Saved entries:

☆ ☆ ☆ ☆ ☆

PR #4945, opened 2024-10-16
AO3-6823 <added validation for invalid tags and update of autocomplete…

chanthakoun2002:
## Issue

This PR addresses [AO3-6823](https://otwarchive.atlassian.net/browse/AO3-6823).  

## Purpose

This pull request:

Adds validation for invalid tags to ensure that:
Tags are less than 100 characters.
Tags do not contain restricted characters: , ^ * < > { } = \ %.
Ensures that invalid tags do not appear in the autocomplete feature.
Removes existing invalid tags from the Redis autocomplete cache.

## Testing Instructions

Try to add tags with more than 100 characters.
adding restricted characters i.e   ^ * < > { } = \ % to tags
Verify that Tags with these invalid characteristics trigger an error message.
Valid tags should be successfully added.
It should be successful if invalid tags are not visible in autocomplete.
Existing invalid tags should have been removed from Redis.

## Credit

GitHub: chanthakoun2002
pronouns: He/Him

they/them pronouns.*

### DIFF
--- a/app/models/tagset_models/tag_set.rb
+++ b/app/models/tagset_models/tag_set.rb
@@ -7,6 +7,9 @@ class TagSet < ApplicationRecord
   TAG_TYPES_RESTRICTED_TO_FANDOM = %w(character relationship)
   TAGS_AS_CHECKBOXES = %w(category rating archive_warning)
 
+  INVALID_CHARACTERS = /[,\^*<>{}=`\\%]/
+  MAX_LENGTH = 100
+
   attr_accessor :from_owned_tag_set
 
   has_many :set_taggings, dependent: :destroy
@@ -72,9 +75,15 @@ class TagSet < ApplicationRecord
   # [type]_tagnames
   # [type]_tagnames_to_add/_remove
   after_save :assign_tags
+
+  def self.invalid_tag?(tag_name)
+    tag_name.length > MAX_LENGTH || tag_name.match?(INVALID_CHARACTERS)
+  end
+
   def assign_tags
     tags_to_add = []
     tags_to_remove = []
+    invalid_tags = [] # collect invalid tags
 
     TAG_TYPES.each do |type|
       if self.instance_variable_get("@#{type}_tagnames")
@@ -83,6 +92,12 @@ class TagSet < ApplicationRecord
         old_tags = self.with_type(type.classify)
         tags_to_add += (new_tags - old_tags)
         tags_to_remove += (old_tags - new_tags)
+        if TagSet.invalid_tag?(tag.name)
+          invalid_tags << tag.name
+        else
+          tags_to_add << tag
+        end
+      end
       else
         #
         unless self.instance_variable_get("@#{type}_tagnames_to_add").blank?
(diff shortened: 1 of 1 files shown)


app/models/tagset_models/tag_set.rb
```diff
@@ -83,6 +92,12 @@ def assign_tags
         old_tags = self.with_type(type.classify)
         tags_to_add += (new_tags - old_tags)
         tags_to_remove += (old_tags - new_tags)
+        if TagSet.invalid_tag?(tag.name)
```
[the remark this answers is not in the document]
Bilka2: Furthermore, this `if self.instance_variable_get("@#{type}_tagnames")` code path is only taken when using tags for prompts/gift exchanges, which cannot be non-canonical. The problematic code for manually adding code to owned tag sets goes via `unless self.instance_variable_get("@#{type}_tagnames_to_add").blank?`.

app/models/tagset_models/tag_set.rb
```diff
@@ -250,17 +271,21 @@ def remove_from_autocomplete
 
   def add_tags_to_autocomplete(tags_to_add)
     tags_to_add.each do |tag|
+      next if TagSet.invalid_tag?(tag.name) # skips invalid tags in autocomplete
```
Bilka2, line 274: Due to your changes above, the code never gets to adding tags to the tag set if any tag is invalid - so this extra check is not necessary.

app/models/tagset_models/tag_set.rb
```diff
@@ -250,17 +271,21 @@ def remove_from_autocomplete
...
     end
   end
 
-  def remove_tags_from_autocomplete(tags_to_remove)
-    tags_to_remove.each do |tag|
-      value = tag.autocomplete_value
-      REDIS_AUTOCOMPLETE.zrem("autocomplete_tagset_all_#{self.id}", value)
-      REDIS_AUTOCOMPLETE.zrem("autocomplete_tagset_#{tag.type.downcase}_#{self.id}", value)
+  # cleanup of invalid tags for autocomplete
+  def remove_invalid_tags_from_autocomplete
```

☆ ☆ ☆ ☆ ☆

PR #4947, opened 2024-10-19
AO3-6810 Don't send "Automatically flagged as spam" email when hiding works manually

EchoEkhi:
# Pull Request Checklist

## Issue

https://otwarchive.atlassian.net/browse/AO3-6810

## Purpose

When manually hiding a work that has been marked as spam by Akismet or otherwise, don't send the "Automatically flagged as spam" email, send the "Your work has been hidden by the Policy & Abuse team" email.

☆ ☆ ☆ ☆ ☆

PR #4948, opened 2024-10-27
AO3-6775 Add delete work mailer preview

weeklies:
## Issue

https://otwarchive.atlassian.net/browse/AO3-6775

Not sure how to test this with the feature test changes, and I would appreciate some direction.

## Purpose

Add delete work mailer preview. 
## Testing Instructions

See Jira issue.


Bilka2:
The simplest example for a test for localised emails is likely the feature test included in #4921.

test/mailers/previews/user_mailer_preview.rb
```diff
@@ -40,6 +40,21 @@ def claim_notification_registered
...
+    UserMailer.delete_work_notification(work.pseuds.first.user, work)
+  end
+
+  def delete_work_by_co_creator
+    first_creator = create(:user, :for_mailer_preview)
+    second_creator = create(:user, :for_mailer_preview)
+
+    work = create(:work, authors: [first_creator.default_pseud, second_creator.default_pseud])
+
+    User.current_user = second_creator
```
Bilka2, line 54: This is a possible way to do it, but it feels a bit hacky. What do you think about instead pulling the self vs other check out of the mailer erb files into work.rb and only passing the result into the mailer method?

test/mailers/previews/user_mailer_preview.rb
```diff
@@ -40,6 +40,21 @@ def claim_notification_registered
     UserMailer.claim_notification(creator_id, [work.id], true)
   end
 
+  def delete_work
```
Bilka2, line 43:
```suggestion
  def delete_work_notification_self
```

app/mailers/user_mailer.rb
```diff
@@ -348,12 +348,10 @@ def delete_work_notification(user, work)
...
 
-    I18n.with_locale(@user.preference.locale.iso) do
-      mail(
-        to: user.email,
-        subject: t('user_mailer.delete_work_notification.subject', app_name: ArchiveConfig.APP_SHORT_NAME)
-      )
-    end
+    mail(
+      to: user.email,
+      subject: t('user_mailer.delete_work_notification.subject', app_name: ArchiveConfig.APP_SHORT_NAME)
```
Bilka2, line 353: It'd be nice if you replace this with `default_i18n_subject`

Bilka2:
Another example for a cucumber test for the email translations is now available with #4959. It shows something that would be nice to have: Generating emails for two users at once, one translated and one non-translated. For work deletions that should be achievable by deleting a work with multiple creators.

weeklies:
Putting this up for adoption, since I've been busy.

☆ ☆ ☆ ☆ ☆

## Exercise details:
Among the records above, only the lines between the line holding "tags_to_add = []" and the line holding "[the remark this", inclusive, are to be output, exactly as written.

## Task solution:
     tags_to_add = []
     tags_to_remove = []
+    invalid_tags = [] # collect invalid tags
 
     TAG_TYPES.each do |type|
       if self.instance_variable_get("@#{type}_tagnames")
@@ -83,6 +92,12 @@ class TagSet < ApplicationRecord
         old_tags = self.with_type(type.classify)
         tags_to_add += (new_tags - old_tags)
         tags_to_remove += (old_tags - new_tags)
+        if TagSet.invalid_tag?(tag.name)
+          invalid_tags << tag.name
+        else
+          tags_to_add << tag
+        end
+      end
       else
         #
         unless self.instance_variable_get("@#{type}_tagnames_to_add").blank?
(diff shortened: 1 of 1 files shown)


app/models/tagset_models/tag_set.rb
```diff
@@ -83,6 +92,12 @@ def assign_tags
         old_tags = self.with_type(type.classify)
         tags_to_add += (new_tags - old_tags)
         tags_to_remove += (old_tags - new_tags)
+        if TagSet.invalid_tag?(tag.name)
```
[the remark this answers is not in the document]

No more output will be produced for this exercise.